Markierung von Biocytin-gefüllten Interneuronen in Hippocampusschnitten von Ratten zur Visualisierung

Nehmen Sie fixierte und permeabilisierte Hippocampus-Schnitte von Ratten, die Biocytin-gefüllte Interneurone mit inaktivierten endogenen Peroxidasen enthalten.

Fügen Sie Avidin-Biotin-Komplexe (ABC) hinzu, die Meerrettichperoxidase (HRP) enthalten, und inkubieren Sie, damit das Avidin an Biocytin binden kann.

Ungebundenes ABC abwaschen.

Fügen Sie eine Mischung aus chromogenem Substrat und Metallverstärker hinzu und inkubieren Sie.

Führen Sie Wasserstoffperoxid ein, um das HRP zu aktivieren, das das Substrat oxidiert und einen dunklen Niederschlag bildet, während der Enhancer den Kontrast verbessert.

Übertragen Sie die Scheiben auf Filterpapier und entfernen Sie überschüssigen Puffer. Mit Osmiumtetroxid behandeln, um den Kontrast zu verstärken.

Legen Sie die Scheiben auf eine Folie und montieren Sie sie. Entwässern Sie sie mit steigenden Ethanolkonzentrationen.

Die Scheiben in absolutem Ethanol und Propylenoxid waschen.

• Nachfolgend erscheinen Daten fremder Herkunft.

PR #83, opened 2018-12-07
removed unnecessary files

KeeyanGhoreshi:
Merge of the server ui changes from the huge PR had some extra files hiding in it that I forgot to delete. 

Also fixes a small bug with the EHR server where it will throw a null pointer if the client secret is wrong because it searched for a non-existent JSON key.


lpdecelles:
Keeyan,

This pull request has a couple conflicts. Can you please resolve these?

Thanks,
Larry

lpdecelles:
Keeyan,

The code looks good. How would you recommend I test this?

Larry

KeeyanGhoreshi:
There's nopt a pressing need to test it since it just deletes files that I accidentally committed to the repository.  If all the front end apps function correctly and the ehr-server correctly rejects a token when the client secret in fhirServer.properties is incorrect than everything should be good to go.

Füge Harz hinzu, um das Gewebe zu infiltrieren.

Legen Sie die Scheiben in eine Planchette und erhitzen Sie sie, um das Harz zu polymerisieren. Übertragen Sie die Scheiben auf einen Objektträger, platzieren Sie ein Deckglas und verfestigen Sie das Harz.

Visualisieren Sie mit Hilfe der Lichtmikroskopie die dunkel gefärbten, mit Biocytin gefüllten Interneuronen.

Legen Sie die Schnitte in ein sauberes Glasfläschchen, das PBS enthält. Führen Sie die Avidin HRP-Reaktion durch, indem Sie zuerst die Abschnitte im Avidin Biotin Komplex oder ABC mindestens zwei Stunden lang inkubieren, um das HRP-Reaktionsprodukt zu amplifizieren.

Waschen Sie die Abschnitte anschließend 3 Mal 10 Minuten lang mit PBS und dann zweimal 10 Minuten lang mit Tris-Puffer. Nachdem Sie die letzte Spurenpufferwäsche entfernt haben, geben Sie schnell 1 Tropfen 8%ige Nickelchloridlösung in die Diaminobenzidinlösung oder DAB-Lösung. Pipettieren Sie dann die Lösung ein und aus, um sie zu mischen.

Und fügen Sie schnell 1 Milliliter dieser Lösung über die Abschnitte hinzu. Inkubieren Sie die Abschnitte in dieser Lösung 15 Minuten lang. Fügen Sie dann 10 Mikroliter 1%iges Wasserstoffperoxid zur DAB-Lösung hinzu. Lassen Sie die Reaktion im Dunkeln unter ständigem Rühren etwa 1 bis 2 Minuten lang ablaufen, bis die Zellen markiert sind.

Legen Sie in einen Abzug einen kleinen Kreis Filterpapier in eine Petrischale und befeuchten Sie ihn mit PB. Heben Sie die Teile nacheinander mit einem Pinsel aus dem Glasfläschchen und legen Sie sie vorsichtig flach auf das Papier. Decken Sie die Abschnitte mit einem weiteren angefeuchteten Kreis Filterpapier ab. Und entfernen Sie überschüssigen Puffer, indem Sie Seidenpapier vorsichtig mit der Oberfläche berühren.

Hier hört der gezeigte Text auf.